** Your assignment **
When scanning the data, count every line with "approved" in it, and report only the resulting number.

[Stored data entries]
* * * * *

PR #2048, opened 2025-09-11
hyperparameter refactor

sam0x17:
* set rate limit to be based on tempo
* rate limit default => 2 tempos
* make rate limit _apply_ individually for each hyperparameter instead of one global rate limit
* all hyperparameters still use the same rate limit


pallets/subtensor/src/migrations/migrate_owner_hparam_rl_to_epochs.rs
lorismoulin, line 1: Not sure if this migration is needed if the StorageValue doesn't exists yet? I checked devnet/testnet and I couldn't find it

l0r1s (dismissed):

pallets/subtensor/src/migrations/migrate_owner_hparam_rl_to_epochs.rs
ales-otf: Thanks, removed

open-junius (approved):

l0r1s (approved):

* * * * *

** Exercise solution **
2